Y ese consejo es una advertencia que no solamente tiene que ver con elección del tiempo oportuno; tiene que ver también con actitud. Algunos de entre los poco más de 110,000 habitantes de mi país isleño, viven en la “zona de peligro”, llamada también “zona roja”. Mi amiga de Chateaubelair se niega a mudarse, lo cual en gran manera pone en peligro su vida, siendo que no puede predecir en forma precisa los ritmos de la montaña. Sería muy bueno poder saber cuándo su reloj de tiempo va a tocar alarma la siguiente vez. Pero una actitud de atención constante es mucho más útil.

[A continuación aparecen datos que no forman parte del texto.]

PR #729, opened 2021-09-25
Fix bulk transfer dropping messages sometimes

gregjhogan:
I noticed TX messages getting dropped when sending large amounts of CAN messages really fast with a timeout specified (and USB NAKs are needed).  I am sure I have the max number of messages per USB packet correct, so somehow it seems like a second packet sneaks in when we want to start NAKing but I am failing to see how.  I tried adding `ENTER_CRITICAL()` and `EXIT_CRITICAL()` around `usb_irqhandler` but it doesn't help, so I am not sure how this happens.  Since I don't understand what is going on, I am worried that maybe more than one extra USB packets could somehow sneak in and this isn't a real fix.

### DIFF
--- a/board/drivers/usb.h
+++ b/board/drivers/usb.h
@@ -23,8 +23,6 @@ typedef union _USB_Setup {
 }
 USB_Setup_TypeDef;
 
-#define MAX_CAN_MSGS_PER_BULK_TRANSFER 16U
-
 bool usb_eopf_detected = false;
 
 void usb_init(void);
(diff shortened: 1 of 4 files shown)


robbederks:
Have been trying to reproduce this, but must not fully understand what is happening. Added the `tests/message_drop_test.py` script, but this seems fine even on master.
How do you reproduce this?

robbederks:
Edited the mentioned script to use the timeout, and put it in a while loop. Still no dropped messages, but noticed something else: if it times out, part of the block of messages will still get sent. So if you try to send too many messages with a too short timeout, eventually it will keep repeating the same part of a block and never complete.

This still doesn't result in dropped messages for me though

robbederks:
Updated the test to only re-send the messages for which it timed out, which solved the problem mentioned in my comment above. Will also push this to master.

Can't reproduce the dropped messages with this on `master` though

gregjhogan:
I reproduce it reliably with a script repeatedly sending 256 to 512 messages at once to a single CAN bus in a tight loop.  I saw in the serial console the can_push errors and verified the tx ring buffer is short up to 4 slots by adding additional prints to the serial console.

gregjhogan:
Reproducing this does require sending large amounts of data really fast on a single bus.  Since we can't find any way to control this behavior and after a lot of testing this reliably fixes the issue, I am merging this.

Y una verdad más en cuanto a poner nombre a las diferentes zonas. Si San Vicente tiene una “zona de peligro”, ¿significa eso que tiene también “zonas se seguridad”? Si las cenizas arrojadas por La Soufrière caen día y noche sobre Barbados, a unos 180 kilómetros de San Vicente, ¿en dónde es “seguro” en San Vicente, en donde ninguna población se encuentra a más de 32 kilómetros del volcán? Y si Satanás, el enemigo de Jesús y de nosotros, se describe a sí mismo como “rondando la tierra y recorriéndola de un extremo al otro” (Job 1:7), “buscando a quién devorar” (1 Pedro 5:8); entonces, ¿qué tipo de personas debemos ser todos nosotros? Deberíamos vivir “como Dios manda, siguiendo una conducta intachable y esperando ansiosamente la venida del día de Dios” 2 Pedro 3:1112) y anunciando su venida.

Creo que el vivir bajo la amenaza de La Soufrière me ha enseñado algunas cosas.

Mineva C. Glasgow, ex subdirectora de National Insurance Services, en San Vicente y las Granadinas, es autora y profesora universitaria adventista del séptimo día, que ha prestado sus servicios a la iglesia tanto localmente, como en todo el Caribe.